Après quelques mois de relation à l’abri des regards, Gary et Seberg divorcent chacun de leur époux ou épouse respectif et officialisent leur nouvelle relation. C’est le début d’une longue histoire d’amour qui aura marqué les années 60 en Europe et aux USA.

Les deux tourtereaux s’installent à Paris, rue du Bac dans le VIIe arrondissement. Mais très vite le tempérament ombrageux et lunaire de Romain Gary déteint sur le couple. Outre une différence d’âge, jugée scandaleuse pour l’époque, le couple Gary-Seberg interpelle par son caractère hétéroclite. Surtout, Romain Gary supporte très mal que Jean Seberg tourne avec les plus grands acteurs américains (Clint Eastwood…) et développera bientôt une jalousie dévorante. Gary dit aussi regretter de sacrifier trop de temps pour sa relation au détriment de son activité littéraire. Personnalité touche à tout, Romain Gary se lance également dans le cinéma et y projette ses fantasmes, ses douleurs : c’est ainsi qu’il réalisa le film Les oiseaux morts au Pérou, dans lequel il fit jouer Jean Seberg. Le film est détruit par la critique pour ses relents pornographiques et l’image particulièrement négative donnée au personnage jouée par Seberg.

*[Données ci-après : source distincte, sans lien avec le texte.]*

PR #620, opened 2021-03-10
Story fragments -> rules

samsucik:
These small changes have been lingering in my code editor and I just wanted to push them before making some other (unrelated) changes to the training data.

I've turned 2 story fragments into rules but there are many, many more stories that should be changed like this.

### DIFF
--- a/data/rules/rules.yml
+++ b/data/rules/rules.yml
@@ -58,18 +58,6 @@ rules:
   steps:
   - intent: next_step
   - action: action_next_step
-- rule: faq (when product slot gets set)
-  steps:
-  - intent: faq
-  - slot_was_set:
-    - product # the slot value doesn't matter
-  - action: utter_faq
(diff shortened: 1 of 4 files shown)


samsucik:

Jean Seberg et jean-Paul Belmondo lors d’un tournage

…séparée par leurs différences

Dans les années 1960, Jean Seberg s’engage dans la lutte contre le racisme anti-noir et apporte son soutien explicite au mouvement des Black Panthers. Exposée aux controverses de la presse pour ses engagements, sujette à une enquête menée par le FBI pour complicité avec un groupe terroriste, Jean Seberg est sous le feu des critiques.

Dans le même temps, sa relation avec Romain Gary continue de battre de l’aile. Ce dernier se morfond dans l’alcool, trompe Jean Seberg et exprime un mal-être de plus en plus comparable à une tendance suicidaire. Il accuse Jean Seberg de nouer une relation adultère avec un activiste noir des Black Panthers. Ce dernier aurait d’ailleurs profité de l’argent et de la naïveté de Seberg… En 1970, le divorce de Jean Seberg et de Romain Gary est finalement prononcé.

Vers une fin tragique

Ces années 1970 sont le début d’un cercle infernal pour Jean Seberg. Après avoir perdu une fille couche, l’actrice sombre dans une profonde dépression. C’est dans ce moment de crise que revient Romain Gary pour la sauver en lui proposant de renouer avec le cinéma et de tourner dans son nouveau film Kill. Si le film se solde à nouveau par un échec, Jean Seberg dira, à propos de ce choix de Gary : « Romain mon amour, quand tu as réalisé ce film c’était en partie dans le but de sauver ma vie ».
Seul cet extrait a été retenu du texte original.